▶ [What you will do]:
Look through the entries for the string "window", and copy each line that holds it.

[Records for the task Boundary: Start]

PR #9385, opened 2024-07-02
 Support SSR (Reopen #9317)

Falke-Design:
I accidentally closed the other PR #9317 ... Look for more details into it

I added the changes from @jonkoops and made it work with Deno.

@Gugustinette can you please test this version?

### DIFF
--- a/.github/workflows/main.yml
+++ b/.github/workflows/main.yml
@@ -110,10 +110,9 @@ jobs:
         uses: actions/setup-node@v4
         with:
           node-version: ${{ env.NODE_VERSION }}
-          check-latest: true
           cache: npm
 
-      - name: Run Node.js ssr script
+      - name: Run Node.js SSR script
         run: node ./spec/ssr/ssr_node.mjs
 
       - name: Set up Deno
@@ -121,7 +120,7 @@ jobs:
         with:
           deno-version: v1.x
 
-      - name: Run Deno ssr script
+      - name: Run Deno SSR script
         run: deno run ./spec/ssr/ssr_deno.js
 
   test:
--- a/.github/workflows/main.yml
+++ b/.github/workflows/main.yml
@@ -100,8 +100,21 @@ jobs:
     runs-on: ubuntu-latest
 
     steps:
+      - name: Restore setup
+        uses: actions/cache@v4
+        with:
+          path: ./*
+          key: ${{ runner.os }}-${{ github.ref }}-${{ github.sha }}-setup
+
+      - name: Set up Node
+        uses: actions/setup-node@v4
+        with:
+          node-version: ${{ env.NODE_VERSION }}
+          check-latest: true
+          cache: npm
+
       - name: Run Node.js ssr script
-        run: node spec/ssr/ssr_node.mjs
+        run: node ./spec/ssr/ssr_node.mjs
 
       - name: Set up Deno
         uses: denoland/setup-deno@v1
@@ -109,7 +122,7 @@ jobs:
           deno-version: v1.x
 
       - name: Run Deno ssr script
-        run: deno run spec/ssr/ssr_deno.js
+        run: deno run ./spec/ssr/ssr_deno.js
 
   test:
     needs: setup
--- a/.github/workflows/main.yml
+++ b/.github/workflows/main.yml
@@ -95,6 +95,22 @@ jobs:
         env:
           CI_COMMIT_SHA: ${{ github.event.pull_request.head.sha || github.sha }}
 
+  test-ssr:
+    needs: setup
+    runs-on: ubuntu-latest
+
+    steps:
+      - name: Run Node.js ssr script
+        run: node spec/ssr/ssr_node.mjs
+
+      - name: Set up Deno
+        uses: denoland/setup-deno@v1
+        with:
+          deno-version: v1.x
+
+      - name: Run Deno ssr script
+        run: deno run spec/ssr/ssr_deno.js
+
   test:
     needs: setup
     runs-on: ${{ matrix.os || 'ubuntu-latest' }}
--- a/spec/ssr/ssr_node.mjs
+++ b/spec/ssr/ssr_node.mjs
@@ -1,0 +1,2 @@
+import L from '../../dist/leaflet-src.js';
+console.log(L.version);
--- a/src/core/Browser.js
+++ b/src/core/Browser.js
@@ -40,16 +40,16 @@ const touch = touchNative || pointer;
 
 // @property retina: Boolean
 // `true` for browsers on a high-resolution "retina" screen or on any screen when browser's display zoom is more than 100%.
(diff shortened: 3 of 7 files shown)


Gugustinette:
I'll look into that asap !

mourner (approved):

Gugustinette:
Just tested the branch in [Nuxt Leaflet](https://github.com/nuxt-modules/leaflet) playground, and it works like a charm !

Here is the example code :
```vue
<template>
  <div style="height:100vh; width:100vw">
    <h1>Basic Map Exemple</h1>
    <LMap
      ref="map"
      :zoom="6"
      :max-zoom="18"
      :center="[47.21322, -1.559482]"
      :use-global-leaflet="false"
      @ready="onMapReady"
    >
      <LTileLayer
        url="https://{s}.tile.openstreetmap.org/{z}/{x}/{y}.png"
        attribution="&amp;copy; <a href=&quot;https://www.openstreetmap.org/&quot;>OpenStreetMap</a> contributors"
        layer-type="base"
        name="OpenStreetMap"
      />
    </LMap>
  </div>
</template>

<script setup lang="ts">
import L from 'leaflet'
import { ref } from 'vue'

const map = ref(null)

// When the map is ready
const onMapReady = () => {
  console.log('Map is ready')
  console.log(L)
  console.log(map.value.maxZoom)
}
</script>
```

Before, an error was thrown as SSR environment will typically load (and optimize) imports on the server-side :

Capture d’écran 2024-07-03 à 13 36 32

After, the same code now works correctly :

Capture d’écran 2024-07-03 à 13 33 41

Leaflet instance can now be loaded in a node server context.
Huge step forward for SSR environments 👍

Falke-Design:
@mourner @jonkoops I tried to implement a test in the workflow. Can you please check it?

.github/workflows/main.yml
```diff
@@ -95,6 +95,22 @@ jobs:
         env:
           CI_COMMIT_SHA: ${{ github.event.pull_request.head.sha || github.sha }}
 
+  test-ssr:
+    needs: setup
+    runs-on: ubuntu-latest
+
+    steps:
+      - name: Run Node.js ssr script
```
jonkoops, line 103: We should be setting up Node.js first, otherwise the system version on the GitHub Action runner will be used.
```suggestion
      - name: Set up Node
        uses: actions/setup-node@v4
        with:
          node-version: ${{ env.NODE_VERSION }}

      - name: Run Node.js ssr script
```

.github/workflows/main.yml
```diff
@@ -95,6 +95,22 @@ jobs:
         env:
           CI_COMMIT_SHA: ${{ github.event.pull_request.head.sha || github.sha }}
 
+  test-ssr:
+    needs: setup
+    runs-on: ubuntu-latest
+
+    steps:
```
jonkoops, line 102: You'll have to restore the setup as well.
```suggestion
    steps:
      - name: Restore setup
        uses: actions/cache@v4
        with:
          path: ./*
          key: ${{ runner.os }}-${{ github.ref }}-${{ github.sha }}-setup

```

jonkoops (changes requested):

.github/workflows/main.yml
```diff
@@ -95,6 +95,35 @@ jobs:
...
+        uses: actions/cache@v4
+        with:
+          path: ./*
+          key: ${{ runner.os }}-${{ github.ref }}-${{ github.sha }}-setup
+
+      - name: Set up Node
+        uses: actions/setup-node@v4
+        with:
+          node-version: ${{ env.NODE_VERSION }}
+          check-latest: true
```
jonkoops, line 113: We can skip the latest check here, as the `setup` task already does this for us.
```suggestion
```

.github/workflows/main.yml
```diff
@@ -95,6 +95,35 @@ jobs:
...
+          cache: npm
+
+      - name: Run Node.js ssr script
```
jonkoops, line 116:
```suggestion
      - name: Run Node.js SSR script
```

.github/workflows/main.yml
```diff
@@ -95,6 +95,35 @@ jobs:
...
+        run: node ./spec/ssr/ssr_node.mjs
+
+      - name: Set up Deno
+        uses: denoland/setup-deno@v1
+        with:
+          deno-version: v1.x
+
+      - name: Run Deno ssr script
```
jonkoops, line 124:
```suggestion
      - name: Run Deno SSR script
```

spec/ssr/ssr_node.mjs
```diff
@@ -0,0 +1,2 @@
+import L from '../../dist/leaflet-src.js';
```
jonkoops, line 1: Any reason the import here is to `leaflet-src.js` and the Deno one to `leaflet-src.esm.js`? I imagine we'd want both of these using the ESM version.

src/core/Browser.js
```diff
@@ -40,19 +40,21 @@ const touch = touchNative || pointer;
...
-const retina = (window.devicePixelRatio || (window.screen.deviceXDPI / window.screen.logicalXDPI)) > 1;
+const retina = typeof window === 'undefined' || typeof window.devicePixelRatio === 'undefined' ? false : window.devicePixelRatio > 1;
 
 // @property mac: Boolean; `true` when the browser is running in a Mac platform
-const mac = navigator.platform.startsWith('Mac');
+const mac = typeof navigator === 'undefined' || typeof navigator.platform === 'undefined' ? false : navigator.platform.startsWith('Mac');
 
 // @property mac: Boolean; `true` when the browser is running in a Linux platform
-const linux = navigator.platform.startsWith('Linux');
+const linux = typeof navigator === 'undefined' || typeof navigator.platform === 'undefined' ? false : navigator.platform.startsWith('Linux');
```
jonkoops, line 49: Not sure if this can be handled by the SSR framworks, but this could be a bit more terse using nullish coalescing. 
```suggestion
const linux = typeof navigator?.plaform === 'undefined' ? false : navigator.platform.startsWith('Linux');

```

jonkoops (approved):
Couple of small optional comments, but this is good to merge AFAIK

spec/ssr/ssr_node.mjs
Falke-Design: This was the only combination that worked.

When I try to use leaflet-src.js in deno, I get following errors:
grafik

And for node esm doesn't work:
grafik

src/core/Browser.js
Falke-Design: Node can't handle that:
grafik

spec/ssr/ssr_node.mjs
jonkoops: Makes sense, let's leave it as-is

src/core/Browser.js
jonkoops: Figured as much, let's keep it like this then

jonkoops (approved):

Teebo:
Hi, when should we expect this to be released?
v1.9.4 is still the latest in npm and it does not include this fix.
Thanks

[Records for the task Boundary: End]

▶ [Output below]:
-const retina = (window.devicePixelRatio || (window.screen.deviceXDPI / window.screen.logicalXDPI)) > 1;
+const retina = typeof window === 'undefined' || typeof window.devicePixelRatio === 'undefined' ? false : window.devicePixelRatio > 1;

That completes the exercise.